MATERIAL PROVIDED
PR #1064, opened 2017-06-06
Fix missing binary mode flag on compression ofstreams

volka:
Missing binary flags on ostreams may corrupt data in compression on Windows. This is the ofstream commit similar to my earlier ifstream pull request. Sorry should have pushed them all together.


randombit:
Thanks - not using Windows much anymore, I forget that binary vs text mode actually makes a difference there.

PR #1066, opened 2017-06-07
Add Ed25519 signatures

randombit:
Based on the public domain ref10 implementation from SUPERCOP.

This work was sponsored by Ribose Inc


randombit:
Visual C++ seems to miscompile the code on 32-bit x86. Affects even VC2017.

Sound be nice to fix this but I don't even have a Windows dev VM around anymore and deducing which of the hundreds of lines of code might be at fault via CI whackamole would take days. So... just disabled Ed25519 entirely for VC.

randombit:
Good news turned out to just be a bug (that I introduced, not in ref10) that broke 32-bit, not a VC problem.

PR #1070, opened 2017-06-09
Add assertion to ensure key is set in OCB_Encryption::encrypt.

dewyatt:
Otherwise we just SIGSEGV.


randombit:
This should already have been caught be the similar assert in `start` but I guess if you neither set a key nor an IV then call encrypt it would crash which is lame also.

PR #2050, opened 2019-07-27
Darwin, monitoring anonymous locked pages via vm_stat tool.

devnexen:
Userland applications are allowed taking ID from 240->255.
The ID can be made dynamic later on if wished.

### DIFF
--- a/src/lib/utils/os_utils.cpp
+++ b/src/lib/utils/os_utils.cpp
@@ -430,11 +430,19 @@ std::vector<void*> OS::allocate_locked_pages(size_t count)
    #define PROT_MAX(p) 0
 #endif
       const int pflags = PROT_READ | PROT_WRITE;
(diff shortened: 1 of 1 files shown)


devnexen:
Allows to display values as
`Memory Tag 255                    1024K    1024K    1024K       0K       0K       0K       0K      256`

src/lib/utils/os_utils.cpp
```diff
@@ -55,6 +55,12 @@
   extern "C" char **environ;
 #endif
 
+#if defined(BOTAN_TARGET_OS_IS_IOS) || defined(BOTAN_TARGET_OS_IS_MACOS)
+  #define LOCKED_PAGES_FD (255<<24)
+#else
+  #define LOCKED_PAGES_FD -1
```
randombit: Use `const int locked_fd = ...` instead of a define here, and add a comment explaining meaning of/use for the Apple value. LGTM otherwise

PR #2051, opened 2019-07-30
Add Private_Key::stateful_operation and use it in cli signer

randombit:
If you generated an XMSS key and used it in the CLI, the key would not be updated which is bad news for stateful signatures.

@mgierlings did I get this right? Is there anything else that is needed to do for updating the key?

### DIFF
--- a/src/cli/pubkey.cpp
+++ b/src/cli/pubkey.cpp
@@ -21,6 +21,8 @@
 #include <botan/workfactor.h>
 #include <botan/data_src.h>
 
+#include <fstream>
+
 #if defined(BOTAN_HAS_DL_GROUP)
    #include <botan/dl_group.h>
 #endif
@@ -215,6 +217,15 @@ class PK_Sign final : public Command
          this->read_file(get_arg("file"), onData);
 
          output() << Botan::base64_encode(signer.signature(rng())) << "\n";
+
+         if(key->stateful_operation())
+            {
+            std::ofstream updated_key(key_file);
+            if(passphrase.empty())
+               updated_key << Botan::PKCS8::PEM_encode(*key);
+            else
+               updated_key << Botan::PKCS8::PEM_encode(*key, rng(), passphrase);
+            }
          }
    };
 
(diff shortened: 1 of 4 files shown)


src/cli/pubkey.cpp
```diff
@@ -215,6 +217,15 @@ class PK_Sign final : public Command
          this->read_file(get_arg("file"), onData);
 
          output() << Botan::base64_encode(signer.signature(rng())) << "\n";
```
mgierlings: At this point a valid signature with the current leaf index is generated and immediately written to stdout...

src/cli/pubkey.cpp
```diff
@@ -215,6 +217,15 @@ class PK_Sign final : public Command
...
+
+         if(key->stateful_operation())
+            {
+            std::ofstream updated_key(key_file);
+            if(passphrase.empty())
+               updated_key << Botan::PKCS8::PEM_encode(*key);
```
mgierlings: If the application crashes i.e. due to an out of memory error, power outage etc. between [L219](https://github.com/randombit/botan/blob/db1b06d2ee44a1bc72de3bdd4c4098cc8c149dcc/src/cli/pubkey.cpp#L219) and the key update here the signature might have been used or stored already but the key has not been updated. Once the application is restarted the next signature operation will reuse the leaf index breaking XMSS's security.

src/cli/pubkey.cpp
```diff
@@ -215,6 +217,15 @@ class PK_Sign final : public Command
...
+            else
+               updated_key << Botan::PKCS8::PEM_encode(*key, rng(), passphrase);
+            }
          }
```
mgierlings: The signature output should be generated here instead of in [L219](https://github.com/randombit/botan/blob/db1b06d2ee44a1bc72de3bdd4c4098cc8c149dcc/src/cli/pubkey.cpp#L219). This has been corrected in #2069.

randombit:
#2069

randombit:
Thanks @mgierlings. With #2069 merged into this branch are we ok here?

PR #2057, opened 2019-08-04
Clean up OID code and internal APIs

randombit:
There is more that needs to done in this area, esp the code for parsing X.509 signature algorithms is old and a mess with lots of duplicated logic. Pushing that off to a future PR.


randombit:
Merged in 4f5abd1 but forgot to pull had to apply last revision again on master.

PR #2058, opened 2019-08-05
The allocator cb can possibly return null

devnexen:


randombit:
You're right. Even before I added an explicit return null in 402b727, `calloc` is allowed to return null in that situation.

PR #2061, opened 2019-08-06
Deprecate many publically available headers

randombit:
Currently Botan has 300 (!) public headers.

This change deprecates public access to many of these headers, which in a future (major) release will bring the total header count down to 'just' 161. Probably this can/will be trimmed further in future PRs.

The benefits are several:
 * Reducing the number of APIs which a developer must learn (which of the 300 headers has the functionality you want?)
 * Freeing us to change (now internal) APIs whenever useful.
 * Reducing ABI surface. We typically have to increment the soname with each release, sometimes due to trivial reasons like a single struct changing size. Hiding as much as possible reduces soname churn. This in particular would make it easier for updates to get into Debian and downstream distros since they don't like soname bumps.
 * Reducing soname exports. If the compiler knows a symbol is not exported (and thus cannot be overridden eg via `LD_PRELOAD`) then it can optimize somewhat better. This will be a bit marginal since a lot of functionality is already exported (only) for tests via internal headers.

There are a few major categories of headers so deprecated:
 * Algorithm headers like ``aes.h``, ``gcm.h``, ``kdf2.h``, etc. Instead the application should use ``X::create``. This does not apply to public key headers since there is some functionality only available via direct call right now, namely keygen and accessing fields. But we could look at that in the future, since that could reduce the header count by a further 20 or 30.
 * The EME/EMSA headers are entirely deprecated, even the base class - there doesn't seem to be any reason for an application to instantiate these.
 * Utility headers like ``bswap.h``, ``rotate.h``,  ``cpuid.h``, ``parsing.h`` - these are used to implement the library but aren't part of our core functionality offering.
 * Implementation detail headers like ``xmss_common_ops.h``, ``divide.h``, ``keypair.h`` which an application has no obvious reason to use directly.

### DIFF
--- a/doc/deprecated.rst
+++ b/doc/deprecated.rst
@@ -1,96 +1,25 @@
 Deprecated Features
 ========================
 
-The following functionality is currently deprecated, and will likely
-be removed in a future release. If you think you have a good reason to
-be using one of the following, contact the developers to explain your
-use case if you want to make sure your code continues to work.
+Certain functionality is deprecated and is likely to be removed in
+a future major release.
 
-This is in addition to specific API calls marked with BOTAN_DEPRECATED
-in the source.
+To help warn users, macros are used to annotate deprecated functions
+and headers. These warnings are enabled by default, but can be
+disabled by defining the macro ``BOTAN_NO_DEPRECATED_WARNINGS`` prior
+to including any Botan headers.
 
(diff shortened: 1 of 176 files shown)


randombit:
https://lists.randombit.net/pipermail/botan-devel/2019-August/002286.html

WHAT YOU NEED TO DO
Having read the records, return each one exactly.

EXERCISE ANSWER
PR #1064, opened 2017-06-06
Fix missing binary mode flag on compression ofstreams

volka:
Missing binary flags on ostreams may corrupt data in compression on Windows. This is the ofstream commit similar to my earlier ifstream pull request. Sorry should have pushed them all together.


randombit:
Thanks - not using Windows much anymore, I forget that binary vs text mode actually makes a difference there.

PR #1066, opened 2017-06-07
Add Ed25519 signatures

randombit:
Based on the public domain ref10 implementation from SUPERCOP.

This work was sponsored by Ribose Inc


randombit:
Visual C++ seems to miscompile the code on 32-bit x86. Affects even VC2017.

Sound be nice to fix this but I don't even have a Windows dev VM around anymore and deducing which of the hundreds of lines of code might be at fault via CI whackamole would take days. So... just disabled Ed25519 entirely for VC.

randombit:
Good news turned out to just be a bug (that I introduced, not in ref10) that broke 32-bit, not a VC problem.

PR #1070, opened 2017-06-09
Add assertion to ensure key is set in OCB_Encryption::encrypt.

dewyatt:
Otherwise we just SIGSEGV.


randombit:
This should already have been caught be the similar assert in `start` but I guess if you neither set a key nor an IV then call encrypt it would crash which is lame also.

PR #2050, opened 2019-07-27
Darwin, monitoring anonymous locked pages via vm_stat tool.

devnexen:
Userland applications are allowed taking ID from 240->255.
The ID can be made dynamic later on if wished.

### DIFF
--- a/src/lib/utils/os_utils.cpp
+++ b/src/lib/utils/os_utils.cpp
@@ -430,11 +430,19 @@ std::vector<void*> OS::allocate_locked_pages(size_t count)
    #define PROT_MAX(p) 0
 #endif
       const int pflags = PROT_READ | PROT_WRITE;
(diff shortened: 1 of 1 files shown)


devnexen:
Allows to display values as
`Memory Tag 255                    1024K    1024K    1024K       0K       0K       0K       0K      256`

src/lib/utils/os_utils.cpp
```diff
@@ -55,6 +55,12 @@
   extern "C" char **environ;
 #endif
 
+#if defined(BOTAN_TARGET_OS_IS_IOS) || defined(BOTAN_TARGET_OS_IS_MACOS)
+  #define LOCKED_PAGES_FD (255<<24)
+#else
+  #define LOCKED_PAGES_FD -1
```
randombit: Use `const int locked_fd = ...` instead of a define here, and add a comment explaining meaning of/use for the Apple value. LGTM otherwise

PR #2051, opened 2019-07-30
Add Private_Key::stateful_operation and use it in cli signer

randombit:
If you generated an XMSS key and used it in the CLI, the key would not be updated which is bad news for stateful signatures.

@mgierlings did I get this right? Is there anything else that is needed to do for updating the key?

### DIFF
--- a/src/cli/pubkey.cpp
+++ b/src/cli/pubkey.cpp
@@ -21,6 +21,8 @@
 #include <botan/workfactor.h>
 #include <botan/data_src.h>
 
+#include <fstream>
+
 #if defined(BOTAN_HAS_DL_GROUP)
    #include <botan/dl_group.h>
 #endif
@@ -215,6 +217,15 @@ class PK_Sign final : public Command
          this->read_file(get_arg("file"), onData);
 
          output() << Botan::base64_encode(signer.signature(rng())) << "\n";
+
+         if(key->stateful_operation())
+            {
+            std::ofstream updated_key(key_file);
+            if(passphrase.empty())
+               updated_key << Botan::PKCS8::PEM_encode(*key);
+            else
+               updated_key << Botan::PKCS8::PEM_encode(*key, rng(), passphrase);
+            }
          }
    };
 
(diff shortened: 1 of 4 files shown)


src/cli/pubkey.cpp
```diff
@@ -215,6 +217,15 @@ class PK_Sign final : public Command
          this->read_file(get_arg("file"), onData);
 
          output() << Botan::base64_encode(signer.signature(rng())) << "\n";
```
mgierlings: At this point a valid signature with the current leaf index is generated and immediately written to stdout...

src/cli/pubkey.cpp
```diff
@@ -215,6 +217,15 @@ class PK_Sign final : public Command
...
+
+         if(key->stateful_operation())
+            {
+            std::ofstream updated_key(key_file);
+            if(passphrase.empty())
+               updated_key << Botan::PKCS8::PEM_encode(*key);
```
mgierlings: If the application crashes i.e. due to an out of memory error, power outage etc. between [L219](https://github.com/randombit/botan/blob/db1b06d2ee44a1bc72de3bdd4c4098cc8c149dcc/src/cli/pubkey.cpp#L219) and the key update here the signature might have been used or stored already but the key has not been updated. Once the application is restarted the next signature operation will reuse the leaf index breaking XMSS's security.

src/cli/pubkey.cpp
```diff
@@ -215,6 +217,15 @@ class PK_Sign final : public Command
...
+            else
+               updated_key << Botan::PKCS8::PEM_encode(*key, rng(), passphrase);
+            }
          }
```
mgierlings: The signature output should be generated here instead of in [L219](https://github.com/randombit/botan/blob/db1b06d2ee44a1bc72de3bdd4c4098cc8c149dcc/src/cli/pubkey.cpp#L219). This has been corrected in #2069.

randombit:
#2069

randombit:
Thanks @mgierlings. With #2069 merged into this branch are we ok here?

PR #2057, opened 2019-08-04
Clean up OID code and internal APIs

randombit:
There is more that needs to done in this area, esp the code for parsing X.509 signature algorithms is old and a mess with lots of duplicated logic. Pushing that off to a future PR.


randombit:
Merged in 4f5abd1 but forgot to pull had to apply last revision again on master.

PR #2058, opened 2019-08-05
The allocator cb can possibly return null

devnexen:


randombit:
You're right. Even before I added an explicit return null in 402b727, `calloc` is allowed to return null in that situation.

PR #2061, opened 2019-08-06
Deprecate many publically available headers

randombit:
Currently Botan has 300 (!) public headers.

This change deprecates public access to many of these headers, which in a future (major) release will bring the total header count down to 'just' 161. Probably this can/will be trimmed further in future PRs.

The benefits are several:
 * Reducing the number of APIs which a developer must learn (which of the 300 headers has the functionality you want?)
 * Freeing us to change (now internal) APIs whenever useful.
 * Reducing ABI surface. We typically have to increment the soname with each release, sometimes due to trivial reasons like a single struct changing size. Hiding as much as possible reduces soname churn. This in particular would make it easier for updates to get into Debian and downstream distros since they don't like soname bumps.
 * Reducing soname exports. If the compiler knows a symbol is not exported (and thus cannot be overridden eg via `LD_PRELOAD`) then it can optimize somewhat better. This will be a bit marginal since a lot of functionality is already exported (only) for tests via internal headers.

There are a few major categories of headers so deprecated:
 * Algorithm headers like ``aes.h``, ``gcm.h``, ``kdf2.h``, etc. Instead the application should use ``X::create``. This does not apply to public key headers since there is some functionality only available via direct call right now, namely keygen and accessing fields. But we could look at that in the future, since that could reduce the header count by a further 20 or 30.
 * The EME/EMSA headers are entirely deprecated, even the base class - there doesn't seem to be any reason for an application to instantiate these.
 * Utility headers like ``bswap.h``, ``rotate.h``,  ``cpuid.h``, ``parsing.h`` - these are used to implement the library but aren't part of our core functionality offering.
 * Implementation detail headers like ``xmss_common_ops.h``, ``divide.h``, ``keypair.h`` which an application has no obvious reason to use directly.

### DIFF
--- a/doc/deprecated.rst
+++ b/doc/deprecated.rst
@@ -1,96 +1,25 @@
 Deprecated Features
 ========================
 
-The following functionality is currently deprecated, and will likely
-be removed in a future release. If you think you have a good reason to
-be using one of the following, contact the developers to explain your
-use case if you want to make sure your code continues to work.
+Certain functionality is deprecated and is likely to be removed in
+a future major release.
 
-This is in addition to specific API calls marked with BOTAN_DEPRECATED
-in the source.
+To help warn users, macros are used to annotate deprecated functions
+and headers. These warnings are enabled by default, but can be
+disabled by defining the macro ``BOTAN_NO_DEPRECATED_WARNINGS`` prior
+to including any Botan headers.
 
(diff shortened: 1 of 176 files shown)


randombit:
https://lists.randombit.net/pipermail/botan-devel/2019-August/002286.html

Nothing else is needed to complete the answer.